* **ASSIGNMENT**
Filter the entries beneath this task, copying only the lines that hold the word "still".

*** RECORDED INFORMATION ***

PR #2577, opened 2026-06-30
feat(debugger extensions):support for UDOs, globals, f-signals, and array serialisation

ervoL:
Changelog compared to PR #2519:
- Builds on merged #2519 (per-k-cycle callback)
- csoundDebugGetUdoFrames — nested + recursive UDO inspection
- csoundDebugGetGlobalVariables, csoundDebugSerializeFsig, csoundDebugSerializeArray
- Globals return full pool; clients filter to g* + engine whitelist
- WASM exports-only (same pattern as existing csoundDebugGet*)

Explanation: ive added debugger support for UDOs, globals, f-signals and array serialization. I built new .wasm file and I tested these changes in my web app (papad.dev) and they are working correctly.

Im fully open to any feedback and needed changes.


vlazzarini:
Thanks. Given that this is UDO-related, I will defer the full review to @kunstmusik, but I'll have a look as well.

kunstmusik:
@ervoL  I ran a code review with AI (GPT5.5) and it found some issues worth investigating:


I would not merge this as-is. The existing API/ABI surface is not broken by removal/reordering, but the new public debugger API has a couple of stability/correctness issues that should be fixed before it becomes contract.

### Findings

**[P1] Sliding fsig serialization can read past the frame buffer**

`Top/csound_debug.c` uses `csound->ksmps` in `csoundDebugSerializeFsig()` to choose the last sliding sub-frame. Sliding PVS frames are allocated using the producer opcode’s local `CS_KSMPS`, not necessarily the global engine ksmps. For local-ksmps instruments/UDOs, this can point beyond `frame.auxp`.

Suggested fix: derive the available sub-frame count from `fsig->frame.size / (NB * sizeof(CMPLX))`, or pass enough context into the API to use the producer’s local ksmps.

**[P2] UDO frame traversal can drop active sibling UDOs when nesting is present**

`csoundDebugUdoChainNext()` only follows `p->ip->opcod_deact` if the next `UOPCODE` has the same parent. But UDO setup links older siblings through the child instance first, and nested calls can overwrite the child’s `opcod_deact` head. In a shape like “two top-level UDO calls, where the later call invokes a nested UDO”, the earlier top-level sibling can be skipped.

Suggested fix: add a regression test with two top-level UDO calls where the later call invokes a nested UDO, then adjust traversal to preserve both sibling and nested chains.

**[P3] `frameIndex` docs do not match implementation**

`debug_udo_frame_t.frameIndex` is documented as ordering siblings on the same parent, but the implementation increments one shared counter across the full preorder traversal. Since this is a new public struct field, either the implementation should reset/index per parent, or the docs should describe it as a global traversal index.

ervoL:
Hi Steven! 

Thanks for the review and sorry for my delayed response. I think i fixed all 3 points you mentioned:
**P1 (sliding fsig OOB):** `csoundDebugSerializeFsig` now derives the sliding sub-frame count from `fsig->frame.size / (NB * sizeof(CMPLX))` instead of `csound->ksmps`, so local-ksmps producers (`setksmps` UDOs) stay within the allocated buffer. Added `testSerializeFsigSlidingLocalKsmps`.
**P2 (UDO sibling dropped when nesting):** `csoundDebugUdoChainNext` now follows direct siblings when `next->parent_ip == parent_ip`, and otherwise walks saved `opcod_deact` tails through nested call heads via `csoundDebugUdoFindSavedSibling`. Collection also skips `UOPCODE`s where `p->parent_ip != ip` (saved sibling tails on child instances) and uses a visited set to avoid cycles on recursive UDOs. Added `testUdoFramesSiblingAfterNestedCall`.
**P3 (frameIndex):** `frameIndex` is now a per-parent sibling index (resets at each `INSDS` level); docs updated to say 0 = head/most recent on the parent's chain. `testUdoFramesDualCallSites` asserts indices 0 and 1.

I rebased my changes to the newest csound version.
I verified it by compiling and running the unit tests and i built new WASM file and tested it in my web app (papad.dev) and everything seems to be working correctly.

Could you review the changes and tell me if you think it's good to go?

kunstmusik:
@ervoL I did another review of the latest, this time with Luna Max, and got:

**Findings**

- **[P1] Continue through nested sibling chains**

  When an outer UDO instance contains multiple nested UDO calls, `csoundDebugUdoFindSavedSibling()` can stop at a sibling belonging to the nested instance instead of continuing to the older sibling of the requested parent. For example, two outer calls with two nested calls each produce only three frames instead of four. The traversal should continue until it finds a candidate belonging to the requested parent.

- **[P2] Avoid silently truncating UDO frame enumeration**

  The hard limits of 64 saved-chain levels and 256 visited UDO opcodes can omit valid active frames without notifying the caller. This conflicts with the API contract of returning one entry per active UDO. Either remove these limits or expose an explicit truncation/error status.

kunstmusik:
@ervoL I redid the review using Sol 5.6 xHigh and recieved the following:

## Review summary

I recommend **requesting changes**. The linked review comment is substantively valid, although its expected frame count should be corrected.

### Findings

1. **[P1] Nested UDO traversal still drops older outer siblings**

   In `Top/csound_debug.c`, `csoundDebugUdoFindSavedSibling()` terminates when a second nested sibling belongs to the nested parent rather than the newest child.

   I reproduced this with two outer UDO calls, each containing two inner UDO calls:

   - Actual: 3 frames — the newest outer call and its two inner calls
   - Expected: 6 frames — two outer calls and four inner calls

   Therefore, [[the linked comment](https://github.com/csound/csound/pull/2577#issuecomment-5159007541)](https://github.com/csound/csound/pull/2577#issuecomment-5159007541) is correct about the traversal bug. However, “three frames instead of four” should be “three frames instead of six.”

2. **[P1] Sliding fsig serialization treats allocation capacity as the current local `ksmps`**

   `csoundDebugSerializeFsig()` derives the last sliding subframe from `fsig->frame.size`. However, `AUXCH.size` represents allocation capacity and can be retained when a UDO instance is reused.

   For example, a reused UDO can currently have local `ksmps=1` while the retained buffer capacity still represents 32 subframes. `pvssanal()` writes only the current local-ksmps range, but the serializer selects the last subframe implied by the retained capacity. It can therefore return an unwritten or stale frame.

   The serializer needs the producer’s current local `ksmps`, explicit logical subframe metadata, or sufficient UDO-frame context. Allocation size alone is not reliable.

3. **[P2] The traversal limits silently violate the API contract**

   The public documentation says `csoundDebugGetUdoFrames()` returns one entry per active UDO, but the implementation:

   - Stops saved-chain searching after 64 levels.
   - Silently skips frames after 256 visited UDO opcodes.

   The caller cannot distinguish a complete result from a truncated result. These limits should either be removed through dynamically sized cycle tracking or exposed through a detectable truncation/error result.

### ABI compatibility

Backward ABI compatibility looks good.

I built the PR base and head as shared libraries and compared their exported symbol sets:

- No existing exported symbols were removed or changed.
- The only additions were the five new debugger functions.
- Existing public struct layouts and function signatures are unchanged.
- WASM exports are additive.
- Windows 32/64-bit, macOS, Linux, iOS, Android, and WASM builds complete successfully in CI.

The new public structs become an ABI commitment once merged, so the correctness and contract issues above should be resolved before release.

### Tests and coverage

- All 29 debugger and serialization tests passed locally.
- The complete local unit suite passed: 188/188.
- The sole failing GitHub job reports an ASan use-after-free in `diskin2`, outside this PR’s changed files and apparently unrelated to this change.

Important coverage gaps remain:

- `testUdoFramesSiblingAfterNestedCall` contains one inner call per outer call and asserts only `frameCount >= 3`; the correct count for that test is exactly 4.
- There is no test with two inner calls per outer call, which is the confirmed failing traversal shape.
- There are no tests for the 64- or 256-entry truncation paths.
- The local-ksmps fsig test covers only a fresh allocation, not UDO-instance reuse after changing local `ksmps`.
- The tests compile as `__BUILDING_LIBCSOUND`, so they do not test the installed public header as an external consumer.
- CI does not publish line or branch coverage, so a coverage percentage cannot be established.

As a cleanup item, `tests/c/csound_debugger_test.cpp` was converted from LF to CRLF. This creates hundreds of unnecessary changed lines and causes `git diff --check` warnings; it should be normalized before merge.

ervoL:
Hi @kunstmusik ! Thanks for the review and feedback. I pushed an update addressing those points you mentioned:

P1 — UDO saved-sibling walk
csoundDebugUdoFindSavedSibling() no longer aborts when a candidate’s parent_ip doesn’t match the target parent; it continues along nested saved-sibling chains. Added testUdoFramesDoubleInnerPerOuter (2 outer × 2 inner → 6 frames) and tightened testUdoFramesSiblingAfterNestedCall to assert exactly 4 frames.

P1 — Sliding fsig sub-frame selection
csoundDebugSerializeFsig() now takes a localKsmps argument (0 = use csound->ksmps). For sliding analysis the last active sub-frame uses min(frame.size / stride, localKsmps) instead of capacity alone. Added testSerializeFsigSlidingReuseAfterKsmpsChange covering UDO instance reuse after setksmps change (sequential calls with setksmps 32 then setksmps 1 on a recycled instance).

P2 — Silent traversal limits
Replaced the fixed 256-entry visited stack with a dynamically grown set. Added optional truncatedOut to csoundDebugGetUdoFrames(); set when allocation fails or the depth safety limit (4096) is hit. 


I normalized csound_debugger_test.cpp line endings to LF. All 31 debugger/fsig unit tests pass locally.

Regarding the localKsmps as input param, i think it makes sense to have it like this because it then covers cases where we have different ksmps value (here i mean, different then global) in UDO or some instrument.

Again, i run test locally and generated new WASM file and tested it and everything seems to be working correctly.


If I missed something just let me know 🍻

kunstmusik:
@ervoL Looking good, I asked GPT 5.6 Sol for a re-review and it recommended a couple of small cleanup tasks:

Remaining issues

[P2] Correct the localKsmps=0 documentation
[include/csdebug.h](https://github.com/csound/csound/blob/db6f1df7e3f51331c5adc23115857fcc118b3047/include/csdebug.h#L404-L406) says that top-level instruments can pass zero to use csound->ksmps. However, setksmps is supported in top-level instruments as well as UDOs. If such an instrument instance is recycled after changing its local ksmps, passing zero can again select a stale retained subframe.
The documentation should say something like:
Pass 0 only when the producer is actually using the engine-global ksmps; otherwise pass the producer’s current local ksmps, whether it is a UDO or a top-level instrument.

[P3] The committed reuse test does not actually test sequential instance reuse
[testSerializeFsigSlidingReuseAfterKsmpsChange](https://github.com/csound/csound/blob/db6f1df7e3f51331c5adc23115857fcc118b3047/tests/c/csound_debug_fsig_globals_arrays_test.cpp#L244-L304) creates two simultaneous slidingAnal call sites, one with 32 and one with 1. It does not run sequential notes through one call site and inspect a recycled instance, as described in the PR comment.
The production fix passes a true sequential-reuse reproducer, but the regression test should be changed to cover that exact lifecycle.
Additional minor coverage gaps:
No test grows the visited set beyond its initial 64 entries.
No test exercises truncatedOut == 1.
The documentation says allocation failure sets truncatedOut, but Csound’s standard Malloc performs a LongJmp on failure instead of returning NULL, making that path unreachable under the normal allocator.

ervoL:
Hi @kunstmusik — thanks for the cleanup notes. I pushed update:

- Clarified localKsmps=0: pass 0 only when the producer actually uses engine-global ksmps; otherwise pass the producer’s current local ksmps (UDO or top-level instrument).
- Clarified truncatedOut: it signals the depth safety limit (dropped the unreachable default-Malloc NULL claim).
- Rewrote testSerializeFsigSlidingReuseAfterKsmpsChange to run sequential notes (i … 32, then i … 1) through one call site so a recycled UDO instance is inspected.

Again, i run tests locally and generated new WASM file and tested it and everything seems to be working correctly.
If you think that i should add some more tests, just let me know.

kunstmusik (approved):
Thanks @ervoL for working through this one and for the contribution. I think it's in a good state to merge.

ervoL:
cool! thanks. happy to contribute 🍻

*** End of RECORDED INFORMATION ***

* **OUTPUT**
1. **[P1] Nested UDO traversal still drops older outer siblings**
   For example, a reused UDO can currently have local `ksmps=1` while the retained buffer capacity still represents 32 subframes. `pvssanal()` writes only the current local-ksmps range, but the serializer selects the last subframe implied by the retained capacity. It can therefore return an unwritten or stale frame.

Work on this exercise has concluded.